The Sainte Chapelle and the Construction of Sacral Monarchy

The Sainte Chapelle and the Construction of Sacral Monarchy
Author: Meredith Cohen
Publsiher: Cambridge University Press
Total Pages: 321
Release: 2014-11-24
Genre: History
ISBN: 9781139952316

Download The Sainte Chapelle and the Construction of Sacral Monarchy Book in PDF, Epub and Kindle

This book offers a novel perspective on one of the most important monuments of French Gothic architecture, the Sainte-Chapelle, constructed in Paris by King Louis IX of France between 1239 and 1248 especially to hold and to celebrate Christ's Crown of Thorns.

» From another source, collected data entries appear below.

PR #21, opened 2016-02-09
Trello tasks 0402

mkroon1:
This PR fixes issue on Trello card: "A curator's VE has nice list of genes that expands. Let's build the same for the shared column's VE (diseases or genes). Use code from curator's VE."

It also concerns setting mysql concat_group_max_len setting in a new query run before viewEntry or loadEntry.

Note before merging: links generated for the custom columns point to the genes/diseases for now. They can be changed to point to the custom column data for that specific gene/disease. Let me know if that's needed.

### DIFF
--- a/src/class/object_columns.php
+++ b/src/class/object_columns.php
@@ -5,7 +5,7 @@
  *
  * Created     : 2010-03-04
  * Modified    : 2016-02-08
- * For LOVD    : 3.0-14
+ * For LOVD    : 3.0-15
  *
  * Copyright   : 2004-2015 Leiden University Medical Center; http://www.LUMC.nl/
  * Programmers : Ing. Ivo F.A.C. Fokkema <I.F.A.C.Fokkema@LUMC.nl>
--- a/src/class/object_columns.php
+++ b/src/class/object_columns.php
@@ -77,15 +77,15 @@ class LOVD_Column extends LOVD_Object {
                                            '(a.colid IS NOT NULL) AS active, ' .
                                            'uc.name AS created_by_, ' .
                                            'ue.name AS edited_by_, ' .
-                                           'GROUP_CONCAT(sc.geneid ORDER BY sc.geneid SEPARATOR ";") AS _geneids,' .
-                                           'GROUP_CONCAT(sc.diseaseid ORDER BY sc.diseaseid SEPARATOR ";") as _diseaseids';
+                                           'GROUP_CONCAT(sc.geneid ORDER BY sc.geneid SEPARATOR ";") AS _genes, ' .
+                                           'GROUP_CONCAT(DISTINCT d.id, ";", IF(CASE d.symbol WHEN "-" THEN "" ELSE d.symbol END = "", d.name, d.symbol) ORDER BY (d.symbol != "" AND d.symbol != "-") DESC, d.symbol, d.name SEPARATOR ";;") AS __diseases';
         $this->aSQLViewEntry['FROM']     = TABLE_COLS . ' AS c ' .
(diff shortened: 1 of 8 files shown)


src/class/object_columns.php
```diff
@@ -66,17 +66,26 @@ function __construct ()
...
+
         // SQL code for viewing an entry.
         $this->aSQLViewEntry['SELECT']   = 'c.*, ' .
                                            'SUBSTRING_INDEX(c.id, "/", 1) AS category, ' .
                                            'SUBSTRING(c.id, LOCATE("/", c.id)+1) AS colid, ' .
                                            '(a.colid IS NOT NULL) AS active, ' .
                                            'uc.name AS created_by_, ' .
-                                           'ue.name AS edited_by_';
+                                           'ue.name AS edited_by_, ' .
+                                           'GROUP_CONCAT(sc.geneid) as geneids,' .
```
ifokkema: You can make LOVD work a bit for you, if you use code like in object_users.php:
`GROUP_CONCAT(sc.geneid ORDER BY sc.geneid SEPARATOR ";") AS _geneids`
Then, you don't have to worry about exploding it yourself, LOVD will do it for you, because of the combination of the underscore in front of the column name, and the semicolon as separator. LOVD will then create $zData['geneids'] for you, already exploded. Also, the ORDER BY may be important. Could you please make these changes for both GROUP_CONCATS?

src/class/object_columns.php
```diff
@@ -397,6 +406,24 @@ function prepareData ($zData = '', $sView = 'list')
...
             $zData['public_add_']      = '<IMG src="gfx/mark_' . $zData['public_add'] . '.png" alt="" width="11" height="11">';
             $zData['allow_count_all_'] = '<IMG src="gfx/mark_' . $zData['allow_count_all'] . '.png" alt="" width="11" height="11">';
+
+
+            if ($zData['category'] == 'VariantOnTranscript') {
+                // Show genes for which this column is activated.
+                $this->aColumnsViewEntry['related_genes'] = 'Column activated for genes';
+
+                $aGenes = explode(',', $zData['geneids']);
+                $zData['related_genes'] = LOVD_Object::lovd_getObjectLinksHTML($aGenes, 'genes/%s');
```
ifokkema: The advantages of using $this->lovd_getObjectLinksHTML() are slightly higher, please update the LOVD_Object::lovd_getObjectLinksHTML() calls to using $this.

src/class/objects.php
```diff
@@ -1518,5 +1530,31 @@ function viewList ($sViewListID = false, $aColsToSkip = array(), $bNoHistory = f
 
         return $nTotal;
     }
+
+    public static function lovd_getObjectLinksHTML($aIDs, $urlFormat)
+    {
```
ifokkema: Oops, I forgot to tell you... functions and methods are sorted alphabetically... could you sort this function to its correct location in the file? Also, methods are separated by 5 new lines.

src/class/objects.php
```diff
@@ -1518,5 +1530,31 @@ function viewList ($sViewListID = false, $aColsToSkip = array(), $bNoHistory = f
...
+        // Returns a list of gene links in HTML.
+        // Parameter $genes is an array with gene symbols as values.
+        // Parameter $urlPattern designates the target of the links, where %s
+        // will be substituted with the gene symbol.
+
```
ifokkema: Please update the function's description; $genes has become $aIDs, and function is not only for genes now.
Please also update $urlPattern to $sURLPattern or $sUrlPattern, whichever you prefer :)

ifokkema:
Excellent, thanks!
I've made some comments attached to certain lines. In general, could you please also update the copyright statements? Thanks!

mkroon1:
@ifokkema, I attended to the comments above, it should be ready to merge now.

PR #28, opened 2016-02-16
Bug/link uncurated variants

### LINKED ISSUE #26: Wrong link for uncurated variants in drop-down menu Configuration area
Copied from Trello:

> Data entries can have different statuses (see inc-init.php for the list, STATUS_* constants). See the manual (search for "statusid") for their explanations.
Marked is a bit special, because it's sometimes considered both Uncurated and Curated. It's public, but it's marked because the curator needs to do something with it still. In counts, Marked is considered curated (public), because otherwise the numbers would not add up.
The Configuration area has a variant information block on the left with numbers, and links. See the links and check how they work, by injecting search terms into the ViewList by setting a $_GET argument.
Now, the Configuration area tab's dropdown menu, has the option "View uncurated variants". "Uncurated" in this sense, means "Pending" (previously called "Submitted"), "Non public", or "Marked". As you may notice, the link in the dropdown menu doesn't work properly. It doesn't show all uncurated variants.

mkroon1:
Note that in re-wording the link text for uncurated variants, I also moved the link down one step in the drop-down list, as I think it's prettier now that the text of the two links is very similar. This PR resolves #26

### DIFF
--- a/src/class/template.php
+++ b/src/class/template.php
@@ -4,13 +4,14 @@
  * LEIDEN OPEN VARIATION DATABASE (LOVD)
  *
  * Created     : 2012-03-27
- * Modified    : 2016-02-02
+ * Modified    : 2016-02-15
  * For LOVD    : 3.0-15
  *
  * Copyright   : 2004-2016 Leiden University Medical Center; http://www.LUMC.nl/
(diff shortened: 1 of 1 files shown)


ifokkema:
Excellent, thanks!

PR #30, opened 2016-02-17
Prevent browsers from auto-filling usernames in data entry forms

### LINKED ISSUE #27: Issues with browsers remembering user's username and password
From Trello:

> Some people like to configure their browsers to remember their password when logging into LOVD. We can't stop them, and I guess we shouldn't, but this has annoying side effects that we should try to stop.
The browser is not the smartest thing and thinks that every form that has a password field, is a login form. As such, it injects the password in the password field (alright), but also tries to find a field to put the username in. The browser is stupid and injects the username in the last field that is used before the password field. This can be any field in LOVD, and as such we see user's usernames showing up in submissions all the time.
Devise a plan that would be simple to implement in LOVD, that would fix this problem. Examples: having LOVD add a hidden text field that does nothing (field's name is important) right before a password field, or perhaps field with display:none, or otherwise detect user's username in last field and automatically remove?

mkroon1:
Improvements to getForm() form generator in inc-lib-form.php. Blocking the autofill browser feature for password fields is off by default. All password fields are preceded by a hidden text field to avoid mistakenly autofilling the username in some unrelated text field.
Resolves #27

### DIFF
--- a/src/changelog.txt
+++ b/src/changelog.txt
@@ -59,11 +59,15 @@
    is active for, is now shown on the column's detailed view.
  * Fixed bug; Transcript viewlists included non-public variants in the variant
    counts also for non-authorized users.
- * Fixed bug; automatic filling of certain password fields in forms is now
+ * Fixed bug; Automatic filling of certain password fields in forms is now
    blocked and a fake text field is used to capture auto-filled usernames.
-   Closes #30
- * Fixed bug; fixed link in drop-down under Configuration tab to variants that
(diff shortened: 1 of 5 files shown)


ifokkema:
Excellent, thanks! Could you please add a changelog entry?
We also miss a changelog entry for #28, I forgot to remind you :)

mkroon1:
@ifokkema Changelog is updated.

ifokkema:
Thanks!

Issue #7, opened 2016-01-20
Check referring numeric IDs in import files


dasscheman:
The {{id}} field in the Individuals section needs to be numeric, but the {{individualid}} in the Individuals_To_Diseases and Screenings sections is not checked this way. Also, it doesn't seem to complain if the individualid given is found nowhere (not in the file, not in the database).

PR #31, opened 2016-02-18
Import

### LINKED ISSUE #6: Mesage: Please select a valid entry from the 'refseq_genomic' selection box should not be displayed.
In object_genes the variable $aSelectRefseqGenomic is not set properly. It is only filled with the first NC that is found, hereafter the caching in the getForm function  (if (!empty($this->aFormData)) { return parent::getForm(); }) cause that this variable is not further completed.

dasscheman:
Trello tasks https://trello.com/c/G87b1p0c and https://trello.com/c/x5HLAegf
See commits for explanation. 

**edit by mkroon1:**
Fixes #6 (but not #7)

### DIFF
--- a/src/class/object_genes.php
+++ b/src/class/object_genes.php
@@ -296,10 +296,7 @@ class LOVD_Gene extends LOVD_Object {
                 global $zData;
                 $aSelectRefseqGenomic = array_combine(array($zData['refseq_genomic']), array($zData['refseq_genomic']));
          
-                $this->aFormData =
-                    array(
-                        array('Genomic reference sequence', '', 'select', 'refseq_genomic', 1, $aSelectRefseqGenomic, false, false, false)
-                    );
+                $this->aFormData['refseq_genomic'] = array('Genomic reference sequence', '', 'select', 'refseq_genomic', 1, $aSelectRefseqGenomic, false, false, false);
             }
             return parent::getForm();
         }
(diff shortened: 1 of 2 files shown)


ifokkema:
Hello,
I made some comments on the commits, could you please attend to those, if you have time?
The second trello card (https://trello.com/c/x5HLAegf) doesn't actually seem to be included? Although one of the issues doesn't seem to happen anymore (not complaining if the individual isn't found), that also doesn't happen in master anymore, and the individualids are still not forced to integers. Try this import file, so you see what I mean:
```
### LOVD-version 3000-14c ### Full data download ### To import, do not remove or alter this header ###
# charset = UTF-8

## Diseases ## Do not remove or alter this header ##
## Individuals ## Do not remove or alter this header ##
"{{id}}"
"asdf"

## Individuals_To_Diseases ## Do not remove or alter this header ##
## Count = 16
"{{individualid}}"	"{{diseaseid}}"
"asdf"	"00001"
```
The "id" field is checked properly and complains that "asdf" is not a number, but LOVD does not complain about "individualid" is not numeric.

dasscheman:
Ah now I see what you mean. I thought it was about the first commit; integers checked as strings. 
I will have a look.

dasscheman:
It seems to be a more general problem, because for transcriptid, screeningid, variantid this also happens. Changing diseaseid to 'asdf' gives an mysql_error. I'm not sure if you want this checked in objects, or in the import.

ifokkema:
OK, I'll take over and take a look at it later, then :)

PR #32, opened 2016-02-18
Improved logging for management of curators for genes.

### LINKED ISSUE #25: Improve logging when changing curator rights
When changing curators or curator's rights (genes/DMD?authorize), LOVD logs that the form is submitted, but not what has changed. It would be useful to change the lovd_writeLog() call to include the difference, so you can see in the logs if a user was removed as curator, demoted to collaborator, collaborators who became curators, or users added as curators.

- [x] First make a plan on how this log entry would look for all possible situations, so we can discuss
- [x] Then implement by creating something like $sAuthorizeDiff and including that in the lovd_writeLog() function call

mkroon1:
Now logs:
 * Changes to edit privileges
 * Shown/hidden curators
 * Order of curators

Resolves #25

### DIFF
--- a/src/class/object_logs.php
+++ b/src/class/object_logs.php
@@ -4,7 +4,7 @@
  * LEIDEN OPEN VARIATION DATABASE (LOVD)
  *
  * Created     : 2010-01-28
- * Modified    : 2016-02-18
+ * Modified    : 2016-02-22
  * For LOVD    : 3.0-15
  *
  * Copyright   : 2004-2016 Leiden University Medical Center; http://www.LUMC.nl/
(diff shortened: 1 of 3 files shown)


ifokkema:
Thanks! I've added some comments. Could you please attend to them, and add a changelog entry? Thanks!

mkroon1:
@ifokkema, thanks for the comments, I've attended all. Please note:
 * I've introduced a new constant LOVD_EOL as a project-wide default for end-of-line characters. I thought this would be handy as I already saw "\n" scattered here and there.
 * I managed to refactor the code using 1 query, but it's become quite clumsy -- feel free to improve it.

ifokkema:
Thanks!!! I've been nitpicking through your code a bit (sorry!) and added comments here and there :wink:

mkroon1:
> Thanks!!! I've been nitpicking through your code a bit (sorry!)

That's OK, I'm breaking things here and there anyway. And it's nice for you to thank me, but you don't have to thank me for every separate commit :wink:

ifokkema:
Alright, I just did some minor changes. Let's fix the issue with $aCurators possibly being empty, and then we can merge this PR :smile:

PR #33, opened 2016-02-18
Added double warning before deleting gene or disease.

### LINKED ISSUE #29: No proper warnings when deleting a gene or a disease
From Trello:
> When deleting a gene, all VOT (VariantOnTranscript) entries are removed. When deleting a disease, all phenotype entries are removed. The latter is not mentioned when deleting a disease. And both forms just ask for the password once, while LOVD2 used to ask for double confirmation.

- [x] Download the LOVD2 code, and check setup_genes.php. Look for the code that handles the $_GET['drop'] variable, and you'll find the code that handles deleting a gene. Note how a second variable, $_GET['confirm'], is used to make the user think twice about deleting the gene.
- [x] LOVD3 is slightly different, variants are not removed, but their mapping on the gene is removed. This warning is already present. Now, implement the double form method in LOVD3 as well, and display on that page the number of variants that will lose their mapping to this gene.
- [x] Add to the page that deletes a disease a similar warning that the gene removal form already has, about all phenotypes being removed.
- [x] Implement the double form method for deleting a disease, too.

mkroon1:
@ifokkema  Please check whether warning messages are clear and informative.

Resolves #29

### DIFF
--- a/.travis.yml
+++ b/.travis.yml
@@ -21,7 +21,7 @@ before_script:
   - ./tests/travis/setup/setup_apache.sh --githubaccount=LOVDnl
   ## IMPORTANT! convert must be run AFTER the setup_apache.sh
   ## setup_apache.sh fix some assumptions where the files are stored!
-  - ./tests/bash_scripts/convert_selenium_to_phpunit.sh --projectfolder=LOVD3 --continueall
+  - ./tests/bash_scripts/convert_selenium_to_phpunit.sh --localhost=http://localhost/LOVD3 --continueall
   - ./tests/travis/setup/setup_config.sh
   - ./tests/travis/setup/setup_selenium_server.sh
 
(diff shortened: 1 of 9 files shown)


ifokkema:
I like how you made the changes without adding much new code! The additional nesting as done in LOVD2 seems like quite some overkill. However, now it lets me go to the second form with no password filled in, or the wrong password filled in.
Also, what I liked most about the LOVD2 method was the statistics that were shown, so you would know what you would delete with the gene or disease.
Could you please fix the issue with the password not being checked, add the statistics (basically mention all that will be lost; transcripts and VOTs in the case of genes, and phenotype entries in the case of diseases), and add a changelog entry? Once done, we need to also update the tests, because we just broke them ;)
Thanks!

mkroon1:
@ifokkema, I've fixed the password authorization issue and added some stats. Please let me know if you agree with the text before I fix the test.

ifokkema:
Hi! I had some issues with running it, and I thought it would be easier if I made some changes myself. Please check my commit and my commit message to see if it's all clear or not. If you agree to the changes, could you then please fix the tests? If that's done, feel free to merge the branch to master :relaxed:

PR #34, opened 2016-02-23
Added a git pre-commit hook for checking *.php file headers.

mkroon1:
pre-commit is run just before a commit is made. The script checks all added/modified php files for their headers. Currently it checks for the existence of the modification date (current date) copyright year (current year) and author (name/email from the git config). If one of the checks fails the commit is aborted.

The pre-commit hook requires python 3.  Install the hook by running create_hook_symlinks.sh which will create a symlink in .git/hooks

@ifokkema, please see if it's useful for you, currently it checks for your name/email in the file header based on the git config -- which is different from what's in the file header in your case I believe. If you're not going to use it, we may as well keep it out of source control.

### DIFF
--- a/git_hooks/create_hook_symlinks.sh
+++ b/git_hooks/create_hook_symlinks.sh
@@ -1,0 +1,30 @@
+#!/bin/bash
+
+# Create symlinks in .git/hooks for hook scripts in this directory.
+# The script assumes it is executed in the directory where the hook
+# scripts are that need to be linked.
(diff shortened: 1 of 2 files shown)


ifokkema:
Nice! I can imagine this is useful for others as well. If it doesn't match my settings, I can either modify my settings or choose to not use the hook ;)
I just had one mini comment. Feel free to merge this PR with master!

PR #40, opened 2016-03-11
Removed css class deletion for form field VariantOnGenome/DNA

### LINKED ISSUE #39: Transcript variant entry form: warning on empty *Genomic DNA change* unclear
In the variant entry form (url ends with `variants/ID?edit`), the field *Genomic DNA change* is required. But when left empty, it's not highlighted after the form is submitted (though a warning is shown at the top of the page).

Additionally, such errors may be avoided in some cases when the content for *Genomic DNA change* is automatically generated from the field *DNA change* without having to manually click *Map to genome*. Is such behavior always appreciated, or does one in some cases override the value for *Genomic DNA change*?

mkroon1:
All css classes were being deleted in javascript for input field VariantOnGenome/DNA. This broke the error reporting. I removed the deletion, as it didn't seem to have purpose (the function doesn't set a class attribute for the field anywhere else).
Closes #39

### DIFF
--- a/src/inc-js-variants.php
+++ b/src/inc-js-variants.php
@@ -4,14 +4,14 @@
  * LEIDEN OPEN VARIATION DATABASE (LOVD)
  *
  * Created     : 2011-11-08
- * Modified    : 2016-02-05
+ * Modified    : 2016-03-14
  * For LOVD    : 3.0-15
  *
  * Copyright   : 2004-2016 Leiden University Medical Center; http://www.LUMC.nl/
  * Programmers : Ing. Ivar C. Lugtenburg <I.C.Lugtenburg@LUMC.nl>
  *               Ing. Ivo F.A.C. Fokkema <I.F.A.C.Fokkema@LUMC.nl>
  *               Msc. Daan Asscheman <D.Asscheman@LUMC.nl>
- *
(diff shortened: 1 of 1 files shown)


ifokkema:
Ah... the purpose is to remove any error classes, that may have been put there while manually mapping the variant using the form. I guess it's missing some documentation there. Check for classes 'warn' and 'err' in inc-js-variants.php, and you'll see it being set. I guess we need to find a way to make sure we only remove those classes when needed. When the form is freshly loaded, none of the JS functions should run, right? Any idea why lovd_checkHGVS() is triggered?

mkroon1:
That makes sense.

> Any idea why lovd_checkHGVS() is triggered?

It's triggered when te page is loaded. Probably to check the fields when an existing variant is being edited. I've changed it now to only call lovd_checkHGVS() on page load when the field is not empty. After that, when the field is edited, the 'err' class will again be removed, but that's expected behavior in my opinion.

ifokkema:
Ah, right, I remember now. We run that function to enable the mapping buttons. Your suggestion makes sense, thanks! I do see minor issues in the code, I will add some comments there. When they are addressed, feel free to merge this into master!

PR #46, opened 2016-03-21
Refactor tests

mkroon1:
A refactoring of the selenium tests, which includes the following:
* Deleted all Selenium IDE test files.
* Removed conversion script (from selenium to phpunit).
* Have all tests derive from LOVDSeleniumBaseTestCase.
* Introduced phpunit.xml for configuring test suites.
* Have Travis run test suites directly with phpunit.
* Let Travis upload screenshots if build fails.

Caveats:
* Tests within a test suite are usually not independent, they cannot be run separately.
* Some tests are shared between test suites, these are located in `shared_tests/`.
* One cannot use phpunit directly to run all tests, as phpunit fails when it tries to load certain classes multiple times. You can use `run_all_tests.sh` for this purpose.


ifokkema:
Merged! Sorry to have been slow, somewhere in my head I thought this wasn't fixed/done yet...

PR #49, opened 2016-03-23
Feature viewlist find replace

### LINKED ISSUE #36: Find & Replace in viewlists
From Trello:
> LOVD2 had a Find and Replace method. It allowed, from a VL or directly by opening a form, to apply filters on your gene's data set, and have a certain value in a column replaced by another. However, you could never see the effect of your actions until they were done. In LOVD3, we must do this better, and we'll show the effects of the Find & Replace before it's run.
A good idea is to keep the code for F&R in MySQL, so you can create a VL and all, with differences highlighted. MySQL can select both the original column and the modified column, and thus LOVD can show which values have changed.

- [x] Find & Replace should only be available for selected VLs
- [x] Find & Replace is a new option in the options menu
- [x] After selecting, it will write a message to the screen (dialog or otherwise) that tells the user to select the right column. On clicking on the column, the value is then stored in the VL form and the VL is submitted
- [x] F&R can only be run on custom columns, not on any other columns. When selecting your column to run F&R on, this should be visibly marked.
- [x] Styles.css should be edited to allow the replaced column to be marked.
- [x] New VL carries the form from LOVD_Object::viewList(), with selection list with options (replace anything (replace entire column's value), match anywhere in field, match at beginning of field, match at end of field), text to replace, text to replace with. Form has button to show changes, and to apply changes.
- [x] LOVD_Object::VL() should alter query to add additional column with updated value. New function should be written to generate REPLACE() or regular expression in SQL to perform the F&R.
- [x] When "Show changes" is pressed, the VL is submitted. When the "Apply changes" is pressed, a dialog opens with a confirmation form with the number of changes reported, and asking for the user's password for confirmation. The "Apply changes" button should be red or otherwise clearly marked as "dangerous".
- [x] Required level is LEVEL_CURATOR.

## Code review:
- [x] Add "Cancel" option, when clicking F&R option. Now you must select a column to be able to cancel. Could be triggered by clicking outside of table, pressing `Esc` or perhaps a button.
- [X] Prepare for allowing more than just custom columns (we'll deal with actually allowing them later)
- [x] Enable F&R also for other VLs, not just Screenings.
- [x] ~~Don't include JS for F&R when not authorized.~~
- [x] Check all `lovd_displayError()` calls and make sure they have proper Error names defined (no long constant-like values)
- [x] Processing a F&R should not be done through GET, because it is a data update (CSRF!!!), and it should contain a password which should not be put in a query string. Better separate it completely from the VL. It can be an Ajax script that processes the F&R, then sends back success yes/no or any other info needed, after which the VL can be reloaded by the interface.
- [x] I managed to lose the preview button at a certain point; is there a logic that hides it sometimes?
- [x] When you cancel a preview, the preview column stays. You can select this column for a new F&R, preview that, and cause a query error.
- [x] The use of the field name with or without the table name, and the use of the table name, is inconsistent. This causes flaky performance (i.e. random failures) when trying to let non-custom columns work (or when refactoring the code, like for me :wink:).
- [x] Nice to have: Functions shouldn't really return void when they error. If something is wrong, they should return false. If the function should return some kind of data structure, we need to check how to implement this properly.
- [x] The edited_date and edited_by fields should be edited, as well.

mkroon1:
Column-wise find & replace for viewlists.
Closes #36

### DIFF
--- a/git_hooks/create_hook_symlinks.sh
+++ b/git_hooks/create_hook_symlinks.sh
@@ -1,0 +1,30 @@
+#!/bin/bash
+
+# Create symlinks in .git/hooks for hook scripts in this directory.
+# The script assumes it is executed in the directory where the hook
+# scripts are that need to be linked.
+# Code is inspired by: 
+# http://stackoverflow.com/questions/3462955/putting-git-hooks-into-repository
+
+HOOK_NAMES="applypatch-msg pre-applypatch post-applypatch pre-commit prepare-commit-msg commit-msg post-commit pre-rebase post-checkout post-merge pre-receive update post-receive post-update pre-auto-gc"
+
+# Location where git expects the hooks.
+HOOK_DIR=$(git rev-parse --show-toplevel)/.git/hooks
+
+# Script location (it's best to make this relative from the HOOK_DIR)
+SCRIPT_DIR=../../git_hooks
+
+for hook in $HOOK_NAMES; do
+
+    if [ -a $HOOK_DIR/$hook ]; then
+        echo "Hook $hook already exists, skipping!"
+        continue
+    fi
+
+    if [ -x $HOOK_DIR/$SCRIPT_DIR/$hook ]; then
+        # Executable hook script found. Creating a symlink for it.
+        cmd="ln -s $SCRIPT_DIR/$hook $HOOK_DIR/$hook"
+        echo $cmd
+        $cmd
+    fi
+done
--- a/git_hooks/create_hook_symlinks.sh
+++ b/git_hooks/create_hook_symlinks.sh
@@ -16,12 +16,11 @@ SCRIPT_DIR=../../git_hooks
 
 for hook in $HOOK_NAMES; do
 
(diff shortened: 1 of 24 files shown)


ifokkema:
Hi Mark, I'm not sure how this happened, but there's lots of changes in this PR that are not related to Find & Replace. It's really difficult for me to look at the code/PR like this. Could you see if you can find out what happened, and see if we can remedy this situation somehow?

mkroon1:
The mess is due to (mis-)use of git merge and rebase. This branch was diverging from master, so I merged changes from master to here. Initially this was presented as a single commit (at least in github's display). But later I did a rebase in this branch on itself, in order to clean up some early commits by squashing them. This resulted in the merge to be displayed as all separate commits.

The commits are not completely in disorder though. As far as I can see the find & replace commits are together in 2 groups: 48ca406 through 9447b2b and f486369 through d5b2377 and a single commit in the middle: 899c3e9.

I guess the easiest way to review is to do diffs on these ranges. If you want I can do another rebase and squash all non-F&R commits to create some clarity.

Meredith Cohen argues that the chapel's architecture, decoration, and use conveyed the notion of sacral kingship to its audience in Paris and in greater Europe, thereby implicitly elevating the French king to the level of suzerain, and establishing an early visual precedent for the political theories of royal sovereignty and French absolutism. By setting the chapel within its broader urban and royal contexts, this book offers new insight into royal representation and the rise of Paris as a political and cultural capital in the thirteenth century.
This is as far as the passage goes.